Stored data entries
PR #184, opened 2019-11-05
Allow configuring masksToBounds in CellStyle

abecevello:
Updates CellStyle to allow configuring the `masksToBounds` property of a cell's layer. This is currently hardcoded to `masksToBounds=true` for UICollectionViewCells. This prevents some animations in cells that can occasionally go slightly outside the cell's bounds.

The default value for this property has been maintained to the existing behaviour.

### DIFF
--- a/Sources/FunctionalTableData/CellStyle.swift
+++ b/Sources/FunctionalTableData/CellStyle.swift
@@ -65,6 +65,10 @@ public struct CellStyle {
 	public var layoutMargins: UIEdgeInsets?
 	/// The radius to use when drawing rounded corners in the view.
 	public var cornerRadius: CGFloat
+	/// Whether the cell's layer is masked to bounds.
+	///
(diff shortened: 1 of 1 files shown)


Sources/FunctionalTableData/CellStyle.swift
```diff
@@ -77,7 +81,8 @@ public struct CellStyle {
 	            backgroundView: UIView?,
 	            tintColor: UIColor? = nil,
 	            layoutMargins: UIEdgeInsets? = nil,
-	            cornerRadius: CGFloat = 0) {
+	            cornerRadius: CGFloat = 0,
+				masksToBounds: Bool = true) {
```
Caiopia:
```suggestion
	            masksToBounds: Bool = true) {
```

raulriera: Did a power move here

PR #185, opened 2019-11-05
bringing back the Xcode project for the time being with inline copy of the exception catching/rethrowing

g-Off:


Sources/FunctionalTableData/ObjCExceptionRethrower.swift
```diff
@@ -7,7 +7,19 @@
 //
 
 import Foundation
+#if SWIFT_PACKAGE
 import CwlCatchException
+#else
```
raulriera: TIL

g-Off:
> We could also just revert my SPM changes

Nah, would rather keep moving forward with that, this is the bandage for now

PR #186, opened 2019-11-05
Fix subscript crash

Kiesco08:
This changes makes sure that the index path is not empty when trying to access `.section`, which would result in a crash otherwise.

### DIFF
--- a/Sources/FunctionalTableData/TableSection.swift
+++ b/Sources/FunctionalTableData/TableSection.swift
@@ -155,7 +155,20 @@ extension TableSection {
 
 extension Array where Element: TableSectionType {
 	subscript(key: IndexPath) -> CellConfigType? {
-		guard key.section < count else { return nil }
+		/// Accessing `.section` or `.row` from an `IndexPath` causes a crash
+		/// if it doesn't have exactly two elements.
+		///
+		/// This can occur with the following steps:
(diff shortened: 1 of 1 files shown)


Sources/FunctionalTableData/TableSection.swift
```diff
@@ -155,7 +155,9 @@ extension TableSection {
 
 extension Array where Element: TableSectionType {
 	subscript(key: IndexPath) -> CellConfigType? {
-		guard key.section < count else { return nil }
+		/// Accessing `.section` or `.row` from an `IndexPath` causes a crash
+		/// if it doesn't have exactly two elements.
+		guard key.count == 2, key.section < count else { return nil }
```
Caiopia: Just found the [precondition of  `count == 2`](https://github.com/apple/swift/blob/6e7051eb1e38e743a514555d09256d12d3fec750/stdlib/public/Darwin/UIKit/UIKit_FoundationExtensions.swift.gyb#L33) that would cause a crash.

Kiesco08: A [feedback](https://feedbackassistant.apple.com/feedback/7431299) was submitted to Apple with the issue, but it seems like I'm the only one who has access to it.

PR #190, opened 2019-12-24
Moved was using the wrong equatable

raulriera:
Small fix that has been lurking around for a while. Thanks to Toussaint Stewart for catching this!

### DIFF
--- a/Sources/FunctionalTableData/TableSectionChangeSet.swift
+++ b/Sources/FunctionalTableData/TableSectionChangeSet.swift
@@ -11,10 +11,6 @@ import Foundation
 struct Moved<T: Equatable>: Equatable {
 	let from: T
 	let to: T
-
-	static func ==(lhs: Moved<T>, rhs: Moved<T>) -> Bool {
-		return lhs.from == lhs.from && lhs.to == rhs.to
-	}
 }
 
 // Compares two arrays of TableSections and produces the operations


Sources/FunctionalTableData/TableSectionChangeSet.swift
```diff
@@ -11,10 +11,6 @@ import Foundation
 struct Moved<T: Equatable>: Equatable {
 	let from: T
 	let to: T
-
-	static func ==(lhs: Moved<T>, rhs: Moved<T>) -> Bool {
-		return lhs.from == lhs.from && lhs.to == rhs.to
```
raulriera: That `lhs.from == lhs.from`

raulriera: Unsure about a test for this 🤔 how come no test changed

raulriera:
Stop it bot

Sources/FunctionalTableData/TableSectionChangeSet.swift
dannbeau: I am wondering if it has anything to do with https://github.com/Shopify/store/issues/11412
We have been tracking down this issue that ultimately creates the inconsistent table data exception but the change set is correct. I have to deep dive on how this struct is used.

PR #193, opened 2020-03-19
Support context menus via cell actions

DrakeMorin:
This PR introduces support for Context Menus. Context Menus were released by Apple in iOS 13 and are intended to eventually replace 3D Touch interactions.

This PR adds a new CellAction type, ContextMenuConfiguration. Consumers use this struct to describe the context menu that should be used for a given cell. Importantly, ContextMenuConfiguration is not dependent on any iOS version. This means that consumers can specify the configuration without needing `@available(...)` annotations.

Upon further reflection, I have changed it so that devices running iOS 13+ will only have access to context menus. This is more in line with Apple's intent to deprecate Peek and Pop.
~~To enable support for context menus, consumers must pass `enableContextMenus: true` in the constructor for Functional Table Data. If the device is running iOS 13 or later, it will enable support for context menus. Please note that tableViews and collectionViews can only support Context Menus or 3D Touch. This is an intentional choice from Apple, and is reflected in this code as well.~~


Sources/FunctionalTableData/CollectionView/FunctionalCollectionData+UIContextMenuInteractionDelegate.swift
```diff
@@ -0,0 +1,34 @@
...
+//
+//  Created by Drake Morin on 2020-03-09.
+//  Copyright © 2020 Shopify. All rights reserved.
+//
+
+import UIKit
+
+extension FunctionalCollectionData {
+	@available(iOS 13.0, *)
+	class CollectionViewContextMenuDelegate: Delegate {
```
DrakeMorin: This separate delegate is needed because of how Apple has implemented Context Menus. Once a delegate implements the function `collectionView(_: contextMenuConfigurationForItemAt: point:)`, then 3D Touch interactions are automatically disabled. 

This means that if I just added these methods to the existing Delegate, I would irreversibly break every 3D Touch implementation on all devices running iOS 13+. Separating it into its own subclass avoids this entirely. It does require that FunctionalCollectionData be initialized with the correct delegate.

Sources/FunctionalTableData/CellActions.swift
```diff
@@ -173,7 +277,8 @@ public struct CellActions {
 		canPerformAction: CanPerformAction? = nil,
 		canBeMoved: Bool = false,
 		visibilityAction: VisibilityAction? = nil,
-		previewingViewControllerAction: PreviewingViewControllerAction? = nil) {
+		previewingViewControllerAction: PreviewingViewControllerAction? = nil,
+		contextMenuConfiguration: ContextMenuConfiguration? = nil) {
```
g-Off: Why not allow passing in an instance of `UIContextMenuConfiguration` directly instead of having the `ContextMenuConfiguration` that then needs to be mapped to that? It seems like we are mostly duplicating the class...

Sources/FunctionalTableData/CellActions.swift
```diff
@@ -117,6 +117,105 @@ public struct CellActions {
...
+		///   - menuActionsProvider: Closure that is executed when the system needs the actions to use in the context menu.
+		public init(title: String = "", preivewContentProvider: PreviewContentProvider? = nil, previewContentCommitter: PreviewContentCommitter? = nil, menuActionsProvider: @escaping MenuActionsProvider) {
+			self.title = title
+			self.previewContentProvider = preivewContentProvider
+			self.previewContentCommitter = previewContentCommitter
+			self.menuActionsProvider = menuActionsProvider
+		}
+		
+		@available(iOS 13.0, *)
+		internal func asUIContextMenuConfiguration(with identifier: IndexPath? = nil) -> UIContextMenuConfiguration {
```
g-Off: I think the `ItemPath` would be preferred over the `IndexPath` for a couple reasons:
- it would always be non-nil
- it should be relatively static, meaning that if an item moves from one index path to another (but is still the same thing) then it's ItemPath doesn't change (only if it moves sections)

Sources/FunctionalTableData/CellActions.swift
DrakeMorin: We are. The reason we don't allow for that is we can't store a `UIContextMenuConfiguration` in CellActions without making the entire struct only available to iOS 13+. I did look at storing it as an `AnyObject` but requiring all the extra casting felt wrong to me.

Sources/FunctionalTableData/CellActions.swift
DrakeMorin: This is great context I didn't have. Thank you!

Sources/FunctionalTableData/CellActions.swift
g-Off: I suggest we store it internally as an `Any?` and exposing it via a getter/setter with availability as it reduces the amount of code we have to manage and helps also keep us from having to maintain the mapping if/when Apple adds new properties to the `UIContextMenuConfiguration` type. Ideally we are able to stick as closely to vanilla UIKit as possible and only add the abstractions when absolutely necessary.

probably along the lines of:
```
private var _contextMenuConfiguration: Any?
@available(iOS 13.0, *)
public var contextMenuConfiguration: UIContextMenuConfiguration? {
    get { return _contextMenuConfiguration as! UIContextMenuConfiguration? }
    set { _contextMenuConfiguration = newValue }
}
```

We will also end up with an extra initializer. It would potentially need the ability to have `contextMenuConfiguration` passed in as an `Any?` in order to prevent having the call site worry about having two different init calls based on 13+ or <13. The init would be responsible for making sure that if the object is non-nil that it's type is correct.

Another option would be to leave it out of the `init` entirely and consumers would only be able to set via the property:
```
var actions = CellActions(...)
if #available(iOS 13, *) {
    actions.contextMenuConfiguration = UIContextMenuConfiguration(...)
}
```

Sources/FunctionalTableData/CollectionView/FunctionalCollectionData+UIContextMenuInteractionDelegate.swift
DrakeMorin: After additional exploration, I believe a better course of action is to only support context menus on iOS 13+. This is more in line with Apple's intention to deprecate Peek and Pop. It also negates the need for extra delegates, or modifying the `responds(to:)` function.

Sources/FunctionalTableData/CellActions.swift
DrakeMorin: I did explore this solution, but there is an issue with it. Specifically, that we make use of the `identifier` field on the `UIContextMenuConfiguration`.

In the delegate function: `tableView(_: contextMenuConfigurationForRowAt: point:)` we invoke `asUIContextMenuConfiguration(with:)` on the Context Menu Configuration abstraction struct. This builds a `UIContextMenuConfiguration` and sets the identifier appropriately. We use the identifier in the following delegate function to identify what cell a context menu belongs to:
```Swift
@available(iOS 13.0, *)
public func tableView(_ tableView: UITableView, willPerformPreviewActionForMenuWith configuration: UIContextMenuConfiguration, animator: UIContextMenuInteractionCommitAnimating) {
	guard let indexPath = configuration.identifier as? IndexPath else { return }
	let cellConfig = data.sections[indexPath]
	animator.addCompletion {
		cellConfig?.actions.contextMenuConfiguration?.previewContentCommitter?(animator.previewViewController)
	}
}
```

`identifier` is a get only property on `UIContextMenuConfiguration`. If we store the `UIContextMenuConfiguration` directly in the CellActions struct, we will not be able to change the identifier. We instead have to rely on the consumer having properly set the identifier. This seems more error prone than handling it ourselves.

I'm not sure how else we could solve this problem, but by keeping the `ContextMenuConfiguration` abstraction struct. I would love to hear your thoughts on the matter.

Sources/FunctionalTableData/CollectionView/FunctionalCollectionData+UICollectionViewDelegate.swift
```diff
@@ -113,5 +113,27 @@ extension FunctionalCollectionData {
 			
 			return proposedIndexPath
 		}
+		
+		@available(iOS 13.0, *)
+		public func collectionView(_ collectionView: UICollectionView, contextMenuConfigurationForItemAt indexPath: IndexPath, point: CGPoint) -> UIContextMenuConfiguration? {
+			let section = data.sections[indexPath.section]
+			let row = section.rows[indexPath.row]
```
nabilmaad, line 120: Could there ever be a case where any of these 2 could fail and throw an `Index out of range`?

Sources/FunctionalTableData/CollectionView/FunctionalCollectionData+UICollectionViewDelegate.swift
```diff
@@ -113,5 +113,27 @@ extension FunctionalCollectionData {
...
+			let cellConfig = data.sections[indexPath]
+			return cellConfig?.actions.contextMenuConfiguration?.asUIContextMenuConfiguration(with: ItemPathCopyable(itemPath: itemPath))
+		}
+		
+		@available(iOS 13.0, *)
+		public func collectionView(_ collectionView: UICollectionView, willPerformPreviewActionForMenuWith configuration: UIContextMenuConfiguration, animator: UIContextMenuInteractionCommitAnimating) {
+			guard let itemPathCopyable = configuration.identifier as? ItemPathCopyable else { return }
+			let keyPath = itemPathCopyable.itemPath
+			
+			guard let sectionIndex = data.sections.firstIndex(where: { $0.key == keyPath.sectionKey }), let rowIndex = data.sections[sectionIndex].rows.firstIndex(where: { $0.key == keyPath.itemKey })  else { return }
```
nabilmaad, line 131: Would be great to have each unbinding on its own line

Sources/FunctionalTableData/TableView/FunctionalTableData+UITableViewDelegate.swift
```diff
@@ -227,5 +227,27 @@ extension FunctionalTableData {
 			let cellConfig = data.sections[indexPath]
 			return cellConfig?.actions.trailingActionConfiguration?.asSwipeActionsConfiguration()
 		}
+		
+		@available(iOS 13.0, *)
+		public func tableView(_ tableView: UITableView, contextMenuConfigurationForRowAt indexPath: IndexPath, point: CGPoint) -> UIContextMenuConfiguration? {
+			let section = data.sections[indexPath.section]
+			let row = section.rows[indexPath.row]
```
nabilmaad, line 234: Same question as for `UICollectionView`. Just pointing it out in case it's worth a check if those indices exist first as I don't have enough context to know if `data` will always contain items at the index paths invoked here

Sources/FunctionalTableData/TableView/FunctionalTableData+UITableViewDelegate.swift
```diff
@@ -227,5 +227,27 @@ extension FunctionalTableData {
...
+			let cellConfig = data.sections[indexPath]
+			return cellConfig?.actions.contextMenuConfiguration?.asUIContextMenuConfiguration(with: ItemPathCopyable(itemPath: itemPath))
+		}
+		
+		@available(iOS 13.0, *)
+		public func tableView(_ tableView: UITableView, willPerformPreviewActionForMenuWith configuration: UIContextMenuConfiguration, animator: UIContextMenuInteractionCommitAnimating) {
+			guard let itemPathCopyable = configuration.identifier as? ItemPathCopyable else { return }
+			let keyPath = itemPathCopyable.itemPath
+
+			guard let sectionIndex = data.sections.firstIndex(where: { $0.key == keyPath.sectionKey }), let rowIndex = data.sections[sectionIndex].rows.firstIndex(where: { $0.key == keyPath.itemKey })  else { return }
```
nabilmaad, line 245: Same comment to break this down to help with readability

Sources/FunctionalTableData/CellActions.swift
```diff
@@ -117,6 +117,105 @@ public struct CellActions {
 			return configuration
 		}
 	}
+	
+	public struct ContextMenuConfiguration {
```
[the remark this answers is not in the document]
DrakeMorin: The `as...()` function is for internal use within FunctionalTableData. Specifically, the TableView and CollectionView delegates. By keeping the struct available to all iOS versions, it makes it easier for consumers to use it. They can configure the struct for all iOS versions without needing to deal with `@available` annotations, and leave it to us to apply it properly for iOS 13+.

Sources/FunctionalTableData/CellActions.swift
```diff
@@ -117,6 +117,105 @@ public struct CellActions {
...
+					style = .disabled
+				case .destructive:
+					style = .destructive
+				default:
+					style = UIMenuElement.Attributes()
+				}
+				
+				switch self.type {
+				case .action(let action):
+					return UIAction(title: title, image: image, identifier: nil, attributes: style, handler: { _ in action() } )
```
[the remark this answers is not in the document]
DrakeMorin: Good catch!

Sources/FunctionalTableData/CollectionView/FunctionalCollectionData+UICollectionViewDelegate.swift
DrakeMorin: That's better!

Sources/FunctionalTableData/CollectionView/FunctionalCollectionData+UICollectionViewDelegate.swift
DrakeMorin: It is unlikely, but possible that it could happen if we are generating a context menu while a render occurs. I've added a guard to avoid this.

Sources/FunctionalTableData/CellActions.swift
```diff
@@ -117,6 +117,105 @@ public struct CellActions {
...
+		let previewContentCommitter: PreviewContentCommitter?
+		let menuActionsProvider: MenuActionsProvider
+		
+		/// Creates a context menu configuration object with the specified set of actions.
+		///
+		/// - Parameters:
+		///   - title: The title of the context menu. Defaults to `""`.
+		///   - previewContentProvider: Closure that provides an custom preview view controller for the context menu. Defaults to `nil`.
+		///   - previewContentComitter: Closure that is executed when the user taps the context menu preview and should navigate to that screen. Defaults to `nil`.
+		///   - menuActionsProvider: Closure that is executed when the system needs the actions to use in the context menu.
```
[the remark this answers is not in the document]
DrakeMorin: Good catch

### WORK REQUIRED
If the word "making" appears in a line above, copy that line.

### WRITTEN SOLUTION
DrakeMorin: We are. The reason we don't allow for that is we can't store a `UIContextMenuConfiguration` in CellActions without making the entire struct only available to iOS 13+. I did look at storing it as an `AnyObject` but requiring all the extra casting felt wrong to me.
We will also end up with an extra initializer. It would potentially need the ability to have `contextMenuConfiguration` passed in as an `Any?` in order to prevent having the call site worry about having two different init calls based on 13+ or <13. The init would be responsible for making sure that if the object is non-nil that it's type is correct.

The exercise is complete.